◆ WHAT IS REQUIRED
Go over the listing below line by line, and return each one holding the string "making".

◆ DATA PROVIDED
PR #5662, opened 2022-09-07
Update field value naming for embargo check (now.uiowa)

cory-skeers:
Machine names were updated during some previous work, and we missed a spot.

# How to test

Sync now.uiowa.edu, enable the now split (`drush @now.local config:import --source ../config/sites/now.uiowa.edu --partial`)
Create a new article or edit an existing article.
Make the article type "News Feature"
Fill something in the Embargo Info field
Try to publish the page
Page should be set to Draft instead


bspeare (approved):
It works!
==
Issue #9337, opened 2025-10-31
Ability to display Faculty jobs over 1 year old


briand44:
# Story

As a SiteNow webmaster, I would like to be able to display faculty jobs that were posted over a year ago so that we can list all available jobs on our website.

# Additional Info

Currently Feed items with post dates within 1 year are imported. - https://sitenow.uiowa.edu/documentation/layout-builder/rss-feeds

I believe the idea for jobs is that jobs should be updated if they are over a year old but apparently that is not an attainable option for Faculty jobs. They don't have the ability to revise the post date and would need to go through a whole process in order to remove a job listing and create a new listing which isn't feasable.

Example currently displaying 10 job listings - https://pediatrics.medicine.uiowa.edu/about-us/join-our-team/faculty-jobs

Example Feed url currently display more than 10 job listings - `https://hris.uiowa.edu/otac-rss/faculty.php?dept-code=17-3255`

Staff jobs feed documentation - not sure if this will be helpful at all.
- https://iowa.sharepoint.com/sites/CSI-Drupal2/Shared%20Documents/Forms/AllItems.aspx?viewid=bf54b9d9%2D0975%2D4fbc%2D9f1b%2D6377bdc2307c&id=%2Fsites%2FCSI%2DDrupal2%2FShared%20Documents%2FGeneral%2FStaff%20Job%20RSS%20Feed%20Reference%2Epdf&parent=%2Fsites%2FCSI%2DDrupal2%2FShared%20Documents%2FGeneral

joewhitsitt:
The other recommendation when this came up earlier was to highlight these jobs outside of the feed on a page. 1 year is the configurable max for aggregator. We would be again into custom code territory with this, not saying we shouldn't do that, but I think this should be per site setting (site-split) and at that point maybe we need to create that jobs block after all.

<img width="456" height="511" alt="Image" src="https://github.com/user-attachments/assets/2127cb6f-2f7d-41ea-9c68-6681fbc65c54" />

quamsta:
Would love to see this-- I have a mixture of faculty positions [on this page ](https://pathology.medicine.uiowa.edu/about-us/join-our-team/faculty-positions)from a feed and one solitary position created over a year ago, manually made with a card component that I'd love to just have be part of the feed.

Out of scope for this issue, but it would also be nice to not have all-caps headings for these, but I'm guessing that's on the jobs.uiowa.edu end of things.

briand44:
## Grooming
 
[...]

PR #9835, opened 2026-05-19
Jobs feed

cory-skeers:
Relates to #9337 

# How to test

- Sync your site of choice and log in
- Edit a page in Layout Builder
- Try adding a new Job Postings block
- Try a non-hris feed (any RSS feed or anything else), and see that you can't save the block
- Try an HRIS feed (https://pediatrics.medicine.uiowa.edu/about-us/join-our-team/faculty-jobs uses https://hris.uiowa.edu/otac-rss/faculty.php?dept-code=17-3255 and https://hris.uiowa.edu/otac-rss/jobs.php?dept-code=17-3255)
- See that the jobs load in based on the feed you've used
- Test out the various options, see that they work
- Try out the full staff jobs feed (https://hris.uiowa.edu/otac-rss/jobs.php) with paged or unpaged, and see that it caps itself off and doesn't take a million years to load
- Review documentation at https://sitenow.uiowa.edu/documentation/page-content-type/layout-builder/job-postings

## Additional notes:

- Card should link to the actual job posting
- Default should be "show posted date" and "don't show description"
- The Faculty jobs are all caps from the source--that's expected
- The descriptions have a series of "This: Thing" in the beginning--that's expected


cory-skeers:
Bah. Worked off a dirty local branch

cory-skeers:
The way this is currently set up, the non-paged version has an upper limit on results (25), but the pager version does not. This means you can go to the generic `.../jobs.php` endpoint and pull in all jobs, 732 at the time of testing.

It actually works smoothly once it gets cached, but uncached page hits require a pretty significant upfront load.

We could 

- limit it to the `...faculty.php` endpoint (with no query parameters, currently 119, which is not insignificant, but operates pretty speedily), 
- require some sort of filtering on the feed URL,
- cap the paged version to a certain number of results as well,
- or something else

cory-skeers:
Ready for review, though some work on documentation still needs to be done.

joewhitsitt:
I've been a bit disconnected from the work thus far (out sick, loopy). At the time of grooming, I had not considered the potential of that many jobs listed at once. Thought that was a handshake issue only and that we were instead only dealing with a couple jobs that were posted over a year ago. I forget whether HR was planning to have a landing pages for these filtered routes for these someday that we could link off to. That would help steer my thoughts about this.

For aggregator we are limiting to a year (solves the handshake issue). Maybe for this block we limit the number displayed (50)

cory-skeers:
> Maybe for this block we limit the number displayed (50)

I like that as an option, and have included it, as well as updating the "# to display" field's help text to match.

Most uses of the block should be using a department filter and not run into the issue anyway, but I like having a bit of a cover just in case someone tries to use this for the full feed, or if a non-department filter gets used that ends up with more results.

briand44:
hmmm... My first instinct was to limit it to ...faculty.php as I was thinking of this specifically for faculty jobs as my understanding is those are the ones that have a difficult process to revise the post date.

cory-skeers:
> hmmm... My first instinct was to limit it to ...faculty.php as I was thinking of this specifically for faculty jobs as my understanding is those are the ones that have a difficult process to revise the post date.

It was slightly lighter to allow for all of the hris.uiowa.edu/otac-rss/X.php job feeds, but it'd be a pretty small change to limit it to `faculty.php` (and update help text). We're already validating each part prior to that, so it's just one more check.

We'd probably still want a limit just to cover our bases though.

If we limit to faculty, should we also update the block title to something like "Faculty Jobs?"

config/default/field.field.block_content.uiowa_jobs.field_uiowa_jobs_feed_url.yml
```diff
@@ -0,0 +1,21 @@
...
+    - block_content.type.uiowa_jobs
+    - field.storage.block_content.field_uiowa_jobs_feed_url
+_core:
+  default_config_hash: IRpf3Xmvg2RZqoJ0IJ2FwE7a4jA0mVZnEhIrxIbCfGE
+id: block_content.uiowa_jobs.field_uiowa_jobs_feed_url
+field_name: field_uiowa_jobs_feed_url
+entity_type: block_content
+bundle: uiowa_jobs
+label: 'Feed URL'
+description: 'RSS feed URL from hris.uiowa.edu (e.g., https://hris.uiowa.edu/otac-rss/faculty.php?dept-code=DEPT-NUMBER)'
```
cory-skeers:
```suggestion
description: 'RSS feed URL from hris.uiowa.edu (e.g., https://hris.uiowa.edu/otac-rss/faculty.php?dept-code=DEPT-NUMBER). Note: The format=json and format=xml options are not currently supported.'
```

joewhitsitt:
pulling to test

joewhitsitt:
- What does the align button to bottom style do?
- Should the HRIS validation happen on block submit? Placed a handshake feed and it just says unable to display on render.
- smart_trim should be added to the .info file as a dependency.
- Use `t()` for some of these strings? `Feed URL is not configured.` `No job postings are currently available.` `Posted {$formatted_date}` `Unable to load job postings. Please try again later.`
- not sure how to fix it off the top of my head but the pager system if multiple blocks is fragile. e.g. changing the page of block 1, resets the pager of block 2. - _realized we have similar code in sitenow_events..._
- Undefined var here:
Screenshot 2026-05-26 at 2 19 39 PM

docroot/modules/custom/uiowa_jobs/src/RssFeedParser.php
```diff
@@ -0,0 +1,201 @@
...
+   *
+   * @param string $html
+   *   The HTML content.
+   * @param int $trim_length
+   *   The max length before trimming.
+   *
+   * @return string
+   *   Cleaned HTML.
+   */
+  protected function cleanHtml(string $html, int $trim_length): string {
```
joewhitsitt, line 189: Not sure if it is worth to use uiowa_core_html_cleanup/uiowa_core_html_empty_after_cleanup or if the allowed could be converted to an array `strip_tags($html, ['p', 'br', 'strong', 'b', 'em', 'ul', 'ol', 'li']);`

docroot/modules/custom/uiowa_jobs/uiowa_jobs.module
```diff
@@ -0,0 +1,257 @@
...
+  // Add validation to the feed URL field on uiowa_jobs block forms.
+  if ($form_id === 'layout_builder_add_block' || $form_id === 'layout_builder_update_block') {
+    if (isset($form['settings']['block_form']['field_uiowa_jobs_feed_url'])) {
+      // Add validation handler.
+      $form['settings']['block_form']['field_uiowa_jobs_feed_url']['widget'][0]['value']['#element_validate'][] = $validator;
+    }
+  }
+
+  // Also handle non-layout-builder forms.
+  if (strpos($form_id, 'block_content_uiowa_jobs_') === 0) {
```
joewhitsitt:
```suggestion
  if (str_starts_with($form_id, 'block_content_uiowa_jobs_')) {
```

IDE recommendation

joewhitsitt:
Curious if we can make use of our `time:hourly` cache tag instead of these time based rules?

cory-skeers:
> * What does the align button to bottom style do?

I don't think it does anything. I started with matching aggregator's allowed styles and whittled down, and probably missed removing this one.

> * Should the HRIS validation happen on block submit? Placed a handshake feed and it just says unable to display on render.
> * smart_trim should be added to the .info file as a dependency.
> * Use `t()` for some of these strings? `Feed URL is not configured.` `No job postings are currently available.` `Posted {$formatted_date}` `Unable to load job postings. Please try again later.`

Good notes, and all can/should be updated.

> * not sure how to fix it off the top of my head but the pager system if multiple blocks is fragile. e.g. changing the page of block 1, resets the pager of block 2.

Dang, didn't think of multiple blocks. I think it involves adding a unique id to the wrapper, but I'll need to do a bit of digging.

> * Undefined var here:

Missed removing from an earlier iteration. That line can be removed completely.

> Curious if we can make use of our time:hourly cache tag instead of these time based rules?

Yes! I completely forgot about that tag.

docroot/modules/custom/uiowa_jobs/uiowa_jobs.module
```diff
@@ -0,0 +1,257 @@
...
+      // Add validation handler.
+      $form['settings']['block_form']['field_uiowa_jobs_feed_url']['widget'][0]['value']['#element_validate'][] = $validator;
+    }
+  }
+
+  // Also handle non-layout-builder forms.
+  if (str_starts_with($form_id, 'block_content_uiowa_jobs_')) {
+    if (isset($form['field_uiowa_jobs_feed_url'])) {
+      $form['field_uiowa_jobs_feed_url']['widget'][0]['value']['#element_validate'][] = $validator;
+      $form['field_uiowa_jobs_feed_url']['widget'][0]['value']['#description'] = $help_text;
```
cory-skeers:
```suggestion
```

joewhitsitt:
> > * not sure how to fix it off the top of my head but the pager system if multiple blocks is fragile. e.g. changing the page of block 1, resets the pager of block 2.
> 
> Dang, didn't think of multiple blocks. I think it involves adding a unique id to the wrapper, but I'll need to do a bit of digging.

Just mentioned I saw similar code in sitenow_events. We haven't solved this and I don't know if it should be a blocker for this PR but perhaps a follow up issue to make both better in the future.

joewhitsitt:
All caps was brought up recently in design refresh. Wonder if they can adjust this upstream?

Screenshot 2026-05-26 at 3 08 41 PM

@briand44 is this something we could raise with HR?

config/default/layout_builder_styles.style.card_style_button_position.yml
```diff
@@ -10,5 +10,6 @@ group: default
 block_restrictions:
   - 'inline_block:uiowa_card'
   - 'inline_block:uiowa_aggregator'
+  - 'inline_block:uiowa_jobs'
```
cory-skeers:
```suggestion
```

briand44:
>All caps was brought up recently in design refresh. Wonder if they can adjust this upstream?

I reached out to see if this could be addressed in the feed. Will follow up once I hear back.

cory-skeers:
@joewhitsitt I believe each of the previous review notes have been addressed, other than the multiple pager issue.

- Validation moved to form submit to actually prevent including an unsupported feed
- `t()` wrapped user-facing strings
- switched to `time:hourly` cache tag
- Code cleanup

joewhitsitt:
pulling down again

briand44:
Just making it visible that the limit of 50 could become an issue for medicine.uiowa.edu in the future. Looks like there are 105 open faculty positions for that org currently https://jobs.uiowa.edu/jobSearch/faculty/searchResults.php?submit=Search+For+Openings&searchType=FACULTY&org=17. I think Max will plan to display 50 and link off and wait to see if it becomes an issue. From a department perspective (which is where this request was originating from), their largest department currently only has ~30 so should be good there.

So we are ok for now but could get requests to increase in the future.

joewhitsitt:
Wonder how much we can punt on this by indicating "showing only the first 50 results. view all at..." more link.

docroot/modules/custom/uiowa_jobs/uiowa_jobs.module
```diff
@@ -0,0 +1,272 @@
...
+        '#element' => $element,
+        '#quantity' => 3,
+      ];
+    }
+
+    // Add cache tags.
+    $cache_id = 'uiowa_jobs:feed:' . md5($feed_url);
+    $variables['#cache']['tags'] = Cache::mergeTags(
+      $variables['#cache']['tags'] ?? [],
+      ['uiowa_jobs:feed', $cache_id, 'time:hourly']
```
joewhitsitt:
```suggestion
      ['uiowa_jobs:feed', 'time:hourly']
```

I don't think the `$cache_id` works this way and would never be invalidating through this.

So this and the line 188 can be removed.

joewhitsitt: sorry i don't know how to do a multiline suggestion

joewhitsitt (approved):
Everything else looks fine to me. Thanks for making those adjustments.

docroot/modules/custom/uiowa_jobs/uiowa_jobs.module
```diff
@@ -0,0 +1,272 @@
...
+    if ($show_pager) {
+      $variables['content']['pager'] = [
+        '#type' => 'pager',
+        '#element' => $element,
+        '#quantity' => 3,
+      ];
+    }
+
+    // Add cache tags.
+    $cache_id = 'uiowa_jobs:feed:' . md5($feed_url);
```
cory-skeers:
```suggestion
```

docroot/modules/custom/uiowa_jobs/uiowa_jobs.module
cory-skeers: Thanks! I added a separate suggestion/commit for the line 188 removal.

◆ RESULT
Just making it visible that the limit of 50 could become an issue for medicine.uiowa.edu in the future. Looks like there are 105 open faculty positions for that org currently https://jobs.uiowa.edu/jobSearch/faculty/searchResults.php?submit=Search+For+Openings&searchType=FACULTY&org=17. I think Max will plan to display 50 and link off and wait to see if it becomes an issue. From a department perspective (which is where this request was originating from), their largest department currently only has ~30 so should be good there.
Everything else looks fine to me. Thanks for making those adjustments.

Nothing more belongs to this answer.